True Cost of Change
12 July 2010 Leave a comment
The Sales Manager rang me to arrange our regular review. The meeting was pleasant and the new software looked really good. It would give the business some benefits for the projects we have planned over the next year.
Will I take the upgrade earlier? He’d find a way round the service contract : it will be free to me. He had a hard time believing that even if there were no cost for the products and services he was ready to deliver, that the upgrade would still add costs to the business. Right now we can’t carry that cost and I will wait for the next upgrade.
Was the upgrade a big project? No.
Would it take us long to do? No.
Did we have the right quality of staff to do it? Yes
Then why not? Because our staff had other things to do and these things were more urgent. The upgrade would not show a sufficient return on investment (ROI) to mitigate any delays in the other projects. The efficiency gains from software’s better performance and new functions would not gain us enough time to bring the other projects back on track if we delayed them to take the upgrade. The general disruption in the staff schedule to manage the supplier visits couldn’t be spared. Staff training needed time and the business quality system (process definition, way of working) would also need an update. By the time I costed this out, the cost of change was many times the cost of the upgrade at full price.

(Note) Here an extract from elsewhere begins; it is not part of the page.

PR #157, opened 2026-04-30
Add lore install --print-config flag for unsupported MCP hosts

Iron-Ham:
Implements [issue 0.9.0/12](Phase-1/12-lore-install-print-config.md) — escape-hatch CLI flag that prints a paste-ready MCP config snippet for the long tail of hosts not directly supported by `--client` (Gemini-CLI, OpenCode, Windsurf, Antigravity, Copilot, etc.).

It is vital that a portfolio of projects is managed in a way that considers how resources are used and the requirements of all the projects.
Now there is one upgrade I want and need: a new mobile (cell) phone. I know that the ROI is justified but other projects on the books mean I can’t take the upgrade for a few weeks. I have to balance that against the risk of leaving it too long (my current phone is looking worn out). Timing will be everything.
The true cost of change is not the price tag – it is the cost of making it happen when you consider what can’t happen because you are making the change.